PR #286, opened 2024-05-07
Added testing to the generated OpenAPI.

### LINKED ISSUE #277: [PROPOSAL] Add integration tests
### What are you proposing?

Coming from https://github.com/opensearch-project/opensearch-api-specification/pull/271#issuecomment-2088669972, we don't actually know whether the specs authored here are correct. Add integration tests that exercise these specs. 

### What users have asked for this feature?

See https://github.com/opensearch-project/opensearch-api-specification/pull/271#issuecomment-2088669972.

### What problems are you trying to solve?

- Test that the specs authored match what OpenSearch code is doing.
- Early signal if OpenSearch is breaking specs.

### What is the developer experience going to be?

Every PR will start various versions of OpenSearch, load the specs, run tests against the local version of OpenSearch.

### What will it take to execute?

Unsure. Maybe there's an existing tool? Otherwise I would start with something simple that executes all `GET` requests and compares outputs against a previous recording. Then author requests/responses and compare. Finally, we need coverage to know how many of the APIs are invoked, how many request/response bodies are matched.

dblock:
### Description

This adds tests using [dredd](https://dredd.org).

1. Builds the spec that only includes APIs with `x-tested`. This is a new feature of the merger than can be extended in the future to exclude deprecated APIs, or ones for a specified hosted target (AOS, AOSS, etc.), or version of OpenSearch.
2. Starts an OpenSearch docker container.
3. Runs dredd against it for the APIs present in the specs.

Passing spec.

```
pass: GET (200) / duration: 90ms
complete: 1 passing, 0 failing, 0 errors, 0 skipped, 1 total
complete: Tests took 15136ms
```

Failing spec:

```
fail: GET (200) / duration: 75ms
info: Displaying failed tests...
fail: GET (200) / duration: 75ms
fail: body: At '/version/build_flavor' Missing required property: build_flavor

request: 
method: GET
uri: /
headers: 
    Accept: application/json; charset=UTF-8
    User-Agent: Dredd/14.1.0 (Darwin 23.4.0; arm64)
    Authorization:  Basic YWRtaW46YWRtaW4=

body: 



expected: 
headers: 
    Content-Type: application/json; charset=UTF-8

body: 
{
  "cluster_name": "",
  "cluster_uuid": "",
  "name": "",
  "tagline": "",
  "version": {
    "build_date": "",
    "build_flavor": "",
    "build_hash": "",
    "build_snapshot": false,
    "build_type": "",
    "lucene_version": "",
    "minimum_index_compatibility_version": "",
    "minimum_wire_compatibility_version": "",
    "number": ""
  }
}
statusCode: 200


actual: 
statusCode: 200
headers: 
    content-type: application/json; charset=UTF-8
    content-length: 566

bodyEncoding: utf-8
body: 
{
  "name": "2c8264d2ffb3",
  "cluster_name": "docker-cluster",
  "cluster_uuid": "grah_e-CRTii2hv1unQ1bg",
  "version": {
    "distribution": "opensearch",
    "number": "2.9.0",
    "build_type": "tar",
    "build_hash": "1164221ee2b8ba3560f0ff492309867beea28433",
    "build_date": "2023-07-18T21:22:48.164885046Z",
    "build_snapshot": false,
    "lucene_version": "9.7.0",
    "minimum_wire_compatibility_version": "7.10.0",
    "minimum_index_compatibility_version": "7.0.0"
  },
  "tagline": "The OpenSearch Project: https://opensearch.org/"
}

complete: 0 passing, 1 failing, 0 errors, 0 skipped, 1 total
complete: Tests took 83ms
```

In order to get `GET /` to pass we needed to supply an example of a response, otherwise dredd thinks that `build_flavor` is a required parameter (see https://github.com/apiaryio/dredd/issues/1430).

### Issues Resolved

Resolves #277 


dblock:
The spec is pretty far from passing dredd, but I'll keep chipping at it. @Xtansia @nhtruong LMK what you think about this approach?

dblock:
This is ready to review @Xtansia @nhtruong. Leaving as draft so I can add at least some tests for HEAD/PUT/POST before adopting dredd.

tools/merger/OpenApiMerger.ts
```diff
@@ -119,4 +122,23 @@ export default class OpenApiMerger {
...
+  #filter_methods_with_key (paths: any, key: string): void {
+    Object.entries(this.spec.paths as Document).forEach(([path, path_item]) => {
+      Object.entries(path_item as Document).forEach(([method, method_spec]) => {
+        if (method_spec[key] === undefined) {
+          delete (this.spec.paths[path][method])
+          if (Object.keys(this.spec.paths[path] as Document).length === 0) {
+            delete (this.spec.paths[path])
+          }
+        }
+      })
```
dblock, line 141: @nhtruong if you want to help me rewrite this without `delete` I would gladly re-enable `no-dynamic-delete` - my typescript-fu did not cut it with `.filter` and friends.

tools/merger/OpenApiMerger.ts
```diff
@@ -46,6 +48,7 @@ export default class OpenApiMerger {
       const spec = read_yaml(`${folder}/${file}`)
       this.redirect_refs_in_namespace(spec)
       this.spec.paths = { ...this.spec.paths, ...spec.paths }
+      this.filter_methods(spec)
```
Xtansia, line 51:
```suggestion
      this.spec.paths = { ...this.spec.paths, ...this.filter_paths(spec.paths as OpenAPIV3.PathsObject) }
```

tools/merger/OpenApiMerger.ts
```diff
@@ -119,4 +122,23 @@ export default class OpenApiMerger {
...
+      Object.entries(path_item as Document).forEach(([method, method_spec]) => {
+        if (method_spec[key] === undefined) {
+          delete (this.spec.paths[path][method])
+          if (Object.keys(this.spec.paths[path] as Document).length === 0) {
+            delete (this.spec.paths[path])
+          }
+        }
+      })
+    })
+  }
```
Xtansia, line 143:
```suggestion
  filter_paths (paths: OpenAPIV3.PathsObject): OpenAPIV3.PathsObject {
    for (const x_include_value of this.options.x_include) {
      paths = this.#filter_operations_with_key(paths, x_include_value)
    }
    return paths
  }

  #filter_operations_with_key (paths: OpenAPIV3.PathsObject, key: string): OpenAPIV3.PathsObject {
    const entries = Object.entries(paths)
      .map(([path, path_item]) => {
        const entries = Object.entries(path_item as Record<string, any>)
          .filter(([op_key, value]) => !is_http_method(op_key) || value[key] !== undefined)
        return [path, Object.fromEntries(entries)]
      })
      .filter(([_, path_item]) => Object.keys(path_item).filter(is_http_method).length > 0)
    return Object.fromEntries(entries)
  }
```

Xtansia (commented):
@dblock I've added some suggestions on how to do the filtering without in-place deletes, also avoids the assumption that all properties of a path object are http methods, there can be a path level description or parameters as well even if we don't currently use them.

Requires the following added to `helpers.ts`:
```typescript
import { OpenAPIV3 } from 'openapi-types'

export const OPENAPI_HTTP_METHODS: OpenAPIV3.HttpMethods[] = Object.values(OpenAPIV3.HttpMethods)

export function is_http_method (str: string): str is OpenAPIV3.HttpMethods {
  return OPENAPI_HTTP_METHODS.includes(str as OpenAPIV3.HttpMethods)
}
```

tools/merger/OpenApiMerger.ts
nhtruong: It's a good lint to have to prevent accidental deletions. But I think it's more prevalent to cases where the feature is heavily influenced  by the user input, as it's rather unpredictable. If you know that this has a very low risk of accidental deletions, we can disable the lint for the specific line like [this](https://github.com/opensearch-project/opensearch-api-specification/blob/52463cedb11012b33478c7ae01efb90adb18dd9c/tools/helpers.ts#L40) and leave the lint rule on.

spec/namespaces/cat.yaml
```diff
@@ -842,11 +843,46 @@ components:
     cat.help@200:
       description: ''
       content:
-        application/json:
+        text/plain:
```
nhtruong, line 846: Created an issue for this: https://github.com/opensearch-project/opensearch-api-specification/issues/293

spec/namespaces/_core.yaml
```diff
@@ -9,6 +9,7 @@ paths:
       operationId: info.0
       x-operation-group: info
       x-version-added: '1.0'
+      x-tested: true
```
nhtruong, line 12: We should add `x-tested` to this [list](https://github.com/opensearch-project/opensearch-api-specification/blob/main/DEVELOPER_GUIDE.md#openapi-extensions) too :)

tools/eslint.config.mjs
```diff
@@ -48,6 +48,7 @@ export default [
           allowRuleToRunWithoutStrictNullChecksIKnowWhatIAmDoing: false
         }
       ],
+      '@typescript-eslint/no-var-requires': 'off',
```
nhtruong, line 51: Was this triggered by `const hooks = require('hooks')` in `tests/all.js` file?

tools/merger/OpenApiMerger.ts
dblock: @Xtansia helped me with the code, newer revisions put this back

spec/namespaces/cat.yaml
dblock: Thanks! Tests caught the bug. Which is good news.

tools/eslint.config.mjs
nhtruong: This lint should only be applied to typescript files. We should disable it for `js` files only: https://github.com/Shopify/eslint-plugin-shopify/issues/159#issuecomment-485813838

dblock: That works! 

https://eslint.org/blog/2022/08/new-config-system-part-2/

dblock:
@nhtruong I added POST and DELETE specs, which required correcting the response code from POST to be 201, but now the linter complains that the responses for all `index` should be the same.

```
$ npm run lint:spec

> opensearch_api_tools@1.0.0 lint:spec
> ts-node tools/src/linter/lint.ts

Validating /Users/dblock/source/opensearch-project/opensearch-api-specification/dblock-opensearch-api-specification/spec ...
Errors found:

{
  file: 'namespaces/_core.yaml',
  location: 'Operation Group: index',
  message: "3 'index' operations must have an identical set of responses."
}

Total errors: 1
```

Help me correct this the right way?

nhtruong:
Regarding: https://github.com/opensearch-project/opensearch-api-specification/pull/286#issuecomment-2108698322https://github.com/opensearch-project/opensearch-api-specification/pull/286#issuecomment-2108698322

We'll need to update the linter to accept a list of exceptions OR update this lint rule to consider 200 and 201 to be equal. We can't get rid of this lint because the client generators expect operations of the same group to share certain properties, and `responses` is an important one.

Xtansia:
You can use `2XX` as the key to just say it'll be some successful response code but not specific (https://swagger.io/specification/#responses-object), though that loses some fidelity

dblock:
Closing in favor of #299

· · · · ·

*INSTRUCTIONS TO FOLLOW*. Reproduce, exactly and without additions, the run of lines from the start of the listing above to the line bearing "### What will it take to execute?", inclusive.

*TASK ANSWER*.
PR #286, opened 2024-05-07
Added testing to the generated OpenAPI.

### LINKED ISSUE #277: [PROPOSAL] Add integration tests
### What are you proposing?

Coming from https://github.com/opensearch-project/opensearch-api-specification/pull/271#issuecomment-2088669972, we don't actually know whether the specs authored here are correct. Add integration tests that exercise these specs. 

### What users have asked for this feature?

See https://github.com/opensearch-project/opensearch-api-specification/pull/271#issuecomment-2088669972.

### What problems are you trying to solve?

- Test that the specs authored match what OpenSearch code is doing.
- Early signal if OpenSearch is breaking specs.

### What is the developer experience going to be?

Every PR will start various versions of OpenSearch, load the specs, run tests against the local version of OpenSearch.

### What will it take to execute?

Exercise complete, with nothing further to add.